Task statement - Copy exactly, line for line, the part of the listing from the line containing "- CFE (Carbon" through its last line, and nothing else.
-=-=-=-=-
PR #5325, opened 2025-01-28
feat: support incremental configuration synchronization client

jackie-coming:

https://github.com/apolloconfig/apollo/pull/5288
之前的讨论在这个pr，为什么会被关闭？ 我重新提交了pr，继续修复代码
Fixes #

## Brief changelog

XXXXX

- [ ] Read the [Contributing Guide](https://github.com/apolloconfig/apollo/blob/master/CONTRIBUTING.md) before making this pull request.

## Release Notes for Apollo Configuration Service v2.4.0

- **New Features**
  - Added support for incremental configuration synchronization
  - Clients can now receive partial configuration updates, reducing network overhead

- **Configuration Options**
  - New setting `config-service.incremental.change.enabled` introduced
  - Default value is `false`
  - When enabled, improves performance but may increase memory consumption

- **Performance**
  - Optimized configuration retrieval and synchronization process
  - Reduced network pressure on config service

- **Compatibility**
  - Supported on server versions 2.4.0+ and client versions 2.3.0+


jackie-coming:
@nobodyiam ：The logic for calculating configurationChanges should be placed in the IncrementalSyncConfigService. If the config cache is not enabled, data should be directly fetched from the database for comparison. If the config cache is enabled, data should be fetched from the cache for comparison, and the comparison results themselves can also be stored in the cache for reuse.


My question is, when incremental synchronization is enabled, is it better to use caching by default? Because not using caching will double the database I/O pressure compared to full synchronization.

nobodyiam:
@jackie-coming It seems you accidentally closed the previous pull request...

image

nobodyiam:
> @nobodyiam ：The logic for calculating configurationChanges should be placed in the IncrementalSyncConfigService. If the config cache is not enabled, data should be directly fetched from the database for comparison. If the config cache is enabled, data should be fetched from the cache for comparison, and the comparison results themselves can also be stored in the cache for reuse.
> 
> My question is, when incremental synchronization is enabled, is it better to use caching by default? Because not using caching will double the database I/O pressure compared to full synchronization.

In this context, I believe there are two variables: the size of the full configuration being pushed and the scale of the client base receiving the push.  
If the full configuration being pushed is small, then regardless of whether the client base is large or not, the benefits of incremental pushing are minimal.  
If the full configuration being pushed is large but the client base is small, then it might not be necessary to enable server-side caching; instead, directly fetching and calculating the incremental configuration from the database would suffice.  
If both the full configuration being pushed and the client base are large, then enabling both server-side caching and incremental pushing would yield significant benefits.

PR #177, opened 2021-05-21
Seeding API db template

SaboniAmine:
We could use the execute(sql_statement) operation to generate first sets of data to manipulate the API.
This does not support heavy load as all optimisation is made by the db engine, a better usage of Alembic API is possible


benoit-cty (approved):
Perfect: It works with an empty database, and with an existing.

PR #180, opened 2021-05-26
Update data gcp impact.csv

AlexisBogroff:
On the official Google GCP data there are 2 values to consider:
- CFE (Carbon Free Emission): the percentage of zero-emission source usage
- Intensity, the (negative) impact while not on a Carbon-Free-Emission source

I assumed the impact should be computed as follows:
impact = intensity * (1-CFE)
-=-=-=-=-
Response to this exercise -
- CFE (Carbon Free Emission): the percentage of zero-emission source usage
- Intensity, the (negative) impact while not on a Carbon-Free-Emission source

I assumed the impact should be computed as follows:
impact = intensity * (1-CFE)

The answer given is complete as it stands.